» The problem: Look through the lines below for the word "assign", and copy every line that has it.

» Records provided:
PR #4521, opened 2021-02-27
CFE-3570: Added groups promises prototype

larsewi:
Ticket: CFE-3570
Changelog: None

### DIFF
--- a/docs/custom_promise_types/groups_experimental.cf
+++ b/docs/custom_promise_types/groups_experimental.cf
@@ -1,0 +1,61 @@
+
+promise agent groups_experimental
+{
+    path => "$(this.promise_dirname)/../modules/promises/groups_experimental.py";
+    interpreter => "/usr/bin/python3";
+}
+
+bundle common foo {
+    vars:
+        # alice and bob should be in foo
+        # malcom should not be in foo
+        "members" string => '{"include": ["alice", "bob"], "exclude": ["malcom"]}';
+}
+
+bundle common bar {
+    vars:
+        # only alice should be in bar 
+        # only cannot be used with include or exclude
+        "members" string => '{"only": ["alice"]}';
+}
+
+bundle agent groups_experimental_prototype
+{
+    groups_experimental:
+        "foo"
+            policy => "present", # foo should exist
+            members => "$(foo.members)";
+
+    groups_experimental:
+        "bar"
+            # policy defaults to present, thus bar should exist
+            gid => "1337", # bar should have gid = 1337
+            members => "$(bar.members)";
+
+    groups_experimental:
+        "baz"
+            policy => "absent"; # should not exist
+}
+
+bundle agent example_users
+{
+    # make sure the users in the groups promise actually exists
+    users:
+        "alice"
+            policy => "present";
+    
+    users:
+        "bob"
+            policy => "present";
+    
+    users:
+        "malcom"
+            policy => "present";
+}
+
+bundle agent __main__
+{
+    methods:
+        "example_users";
+        "groups_experimental_prototype";
+}
--- a/docs/custom_promise_types/groups_experimental.py
+++ b/docs/custom_promise_types/groups_experimental.py
@@ -1,0 +1,350 @@
+import re
+import json
+from subprocess import Popen, PIPE
+from cfengine import PromiseModule, ValidationError, Result
+
+
+class GroupsExperimentalPromiseTypeModule(PromiseModule):
+    def __init__(self):
+        super().__init__("groups_experimental_promise_module", "0.0.1")
+        self._name_regex = re.compile(r"^[a-z_][a-z0-9_-]*[$]?$")
+        self._name_maxlen = 32
+
+
+    def validate_promise(self, promiser, attributes):
+        # check promiser type
+        if type(promiser) is not str:
+            raise ValidationError("Invalid type for promiser: expected string")
+
+        # check promiser value
+        if self._name_regex.match(promiser) is None:
+            self.log_warning(f"Promiser groupname '{promiser}' should match regular expression '[a-z_][a-z0-9_-]*[$]?'")
+
+        # check promiser length not too long
+        if len(promiser) > self._name_maxlen:
+            raise ValidationError(f"Promiser '{promiser}' is too long: ({len(promiser)} > {self._name_maxlen})")
+
+        # check attribute policy if present
+        if "policy" in attributes:
+            policy = attributes["policy"]
+
+            # check attribute policy type
+            if type(policy) is not str:
+                raise ValidationError("Invalid type for attribute policy: expected string")
+
+            # check attribute policy value
+            if policy not in ("present", "absent"):
+                raise ValidationError(f"Invalid value '{policy}' for attribute policy: must be 'present' or 'absent'")
+
+            # check attributes gid and members are not used with policy absent
+            if policy == "absent":
+                if "gid" in attributes:
+                    self.log_warning(f"Cannot assign gid to absent group '{promiser}'")
+                if "members" in attributes:
+                    self.log_warning(f"Cannot assign members to absent group '{promiser}'")
+
+        # check attribute gid if present
+        if "gid" in attributes:
+            gid = attributes["gid"]
+
+            # check attribute gid type
+            if type(gid) not in (str, int):
+                raise ValidationError("Invalid type for attribute gid: expected string or int")
+
+            # check attribute gid value
+            if type(gid) == str:
+                try: 
+                    int(gid)
+                except ValueError:
+                    raise ValidationError(f"Invalid value '{gid}' for attribute gid: expected integer literal")
+
+        # check attribute members if present
+        if "members" in attributes:
+            # remove escape chars followed by parsing json
+            members = json.loads(json.loads('"' + attributes["members"] + '"'))
+            attributes["members"] = members
+            
+            # check attribute only not used with attributes include or exclude
+            if "only" in members and ("include" in members or "exclude" in members):
+                raise ValidationError("Attribute 'only' may not be used with attributes 'include' or 'exclude'")
+            
+            # check attributes of attibutes in members
+            for attr in members:
+                if attr not in ("only", "include", "exclude"):
+                    raise ValidationError(f"Invalid value '{attr}' in attribute members: must be 'only', 'exclude' or 'include'")
+            
+            # make sure users aren't both included and excluded
+            if "include" in members and "exclude" in members:
+                duplicates = set(members["include"]).intersection(set(members["exclude"]))
+                if duplicates != set():
+                    raise ValidationError(f"Users {duplicates} both included and excluded from group '{promiser}'")
+
+
+    def evaluate_promise(self, promiser, attributes):
+        # keep track of any repairs or failed repairs
+        failed_repairs = 0
+        repairs = 0
+
+        # get group from '/etc/group' if present
+        group = None
+        try:
+            group = Group.lookup(promiser)
+        except GroupException as e:
+            self.log_error(f"Failed to lookup group '{promiser}': {e}")
+            failed_repairs += 1
+        
+        # get promised gid if present
+        promised_gid = attributes.get("gid")
+
+        # parse json in attribute members
+        if "members" in attributes:
+            # remove escape chars followed by parsing json
+            members = json.loads(json.loads('"' + attributes["members"] + '"'))
+            attributes["members"] = members
+
+        # set policy to present by default, if not specified
+        if "policy" not in attributes:
+            self.log_verbose(f"Policy not specified, defaults to present")
+            attributes["policy"] = "present"
+
+        # create group if policy present and group absent
+        if attributes["policy"] == "present" and group is None:
+            self.log_debug(f"Group '{promiser}' should be present, but does not exist")
+            try:
+                group = Group.create(promiser, promised_gid)
+            except GroupException as e:
+                self.log_error(f"Failed to create group '{promiser}': {e}")
+                failed_repairs += 1
+            else:
+                self.log_info(f"Created group '{promiser}'")
+                repairs += 1
+
+        # delete group if policy absent and group present
+        elif attributes["policy"] == "absent" and group is not None:
+            self.log_debug(f"Group '{promiser}' should be absent, but does exist")
+            try:
+                # group is set to None here
+                group = group.delete()
+            except GroupException as e:
+                self.log_error(f"Failed to delete group '{promiser}': {e}")
+                failed_repairs += 1
+            else:
+                self.log_info(f"Deleted group '{promiser}'")
+                repairs += 1
+
+        # if group is now present, check attributes 'gid' and 'members'
+        if group is not None:
+            # check gid if present
+            if promised_gid is not None and promised_gid != group.gid:
+                self.log_error(f"There is an existing group '{promiser}' with a different GID ({group.gid}) than promised ({promised_gid})")
+                # We will not try to repair this, as this might grant permissions to group
+                failed_repairs += 1
+            
+            # check members if present
+            if "members" in attributes:
+                members = attributes["members"]
+                set_members_repairs, set_members_failed_repairs = self._set_members(group, members)
+                repairs += set_members_repairs
+                failed_repairs += set_members_failed_repairs
+
+        self.log_debug(f"'{repairs}' repairs and '{failed_repairs}' failed repairs to promiser '{promiser}'")
+        if failed_repairs > 0:
+            self.log_error(f"Promise '{promiser}' not kept")
+            return Result.NOT_KEPT
+
+        if repairs > 0:
+            self.log_info(f"Promise '{promiser}' repaired")
+            return Result.REPAIRED
+
+        self.log_verbose(f"Promise '{promiser}' kept")
+        return Result.KEPT
+
+
+    def _set_members(self, group, members):
+        repairs = 0
+        failed_repairs = 0
+
+        for attribute in members:
+            if attribute == "include":
+                users = members["include"]
+                include_users_repairs, include_users_failed_repairs = self._include_users(group, users)
+                repairs += include_users_repairs
+                failed_repairs += include_users_failed_repairs
+
+            elif attribute == "exclude":
+                users = members["exclude"]
+                exclude_users_repairs, exclude_users_failed_repairs = self._exclude_users(group, users)
+                repairs += exclude_users_repairs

» Your solution:
+                    self.log_warning(f"Cannot assign gid to absent group '{promiser}'")
+                    self.log_warning(f"Cannot assign members to absent group '{promiser}'")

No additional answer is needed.